UPDATE: Ah well, they took it down from YouTube. The video is here, at the bottom of the page, on the left.
"Pope prays with victims of clergy sex abuse scandal"
"Pope Benedict XVI prayed with tearful victims of clergy sex abuse in a chapel Thursday, an extraordinary gesture from a pontiff who has made atoning for the great shame of the U.S. church the cornerstone of his first papal trip to America.
. . .
"The Rev. Federico Lombardi, a papal spokesman, said that Benedict and Boston Cardinal Sean O'Malley met with a group of five or six clergy sex abuse victims for about 25 minutes, offering them encouragement and hope. The group from O'Malley's archdiocese were all adults, men and women, who had been molested when they were minors. Each spoke privately with the pope.
"'They prayed together. Also, each of them had their own individual time with the Holy Father,' Lombardi said. 'Some were in tears.'"
The pope on Catholic education
"In regard to faculty members at Catholic colleges universities, I wish to reaffirm the great value of academic freedom.

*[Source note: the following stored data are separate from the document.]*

PR #18697, opened 2024-06-16
chore: apply gci without enabling the linter

mmorel-35:
gci which way more configurable and has more predictable results with imports ordering than goimports


crenshaw-dev (commented):
My thought is let's hold off on this one. The buggy goimports behavior is annoying, but imo not annoying enough to justify causing merge conflicts in a bunch of open PRs. Maybe later, after we've covered some of the lower-hanging lint fruit.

In virtue of this freedom you are called to search for the truth wherever careful analysis of evidence leads you. Yet it is also the case that any appeal to the principle of academic freedom in order to justify positions that contradict the faith and the teaching of the Church would obstruct or even betray the university's identity and mission; a mission at the heart of the Church's munus docendi and not somehow autonomous or independent of it.
"Teachers and administrators, whether in universities or schools, have the duty and privilege to ensure that students receive instruction in Catholic doctrine and practice. This requires that public witness to the way of Christ, as found in the Gospel and upheld by the Church's Magisterium, shapes all aspects of an institution's life, both inside and outside the classroom. Divergence from this vision weakens Catholic identity and, far from advancing freedom, inevitably leads to confusion, whether moral, intellectual or spiritual."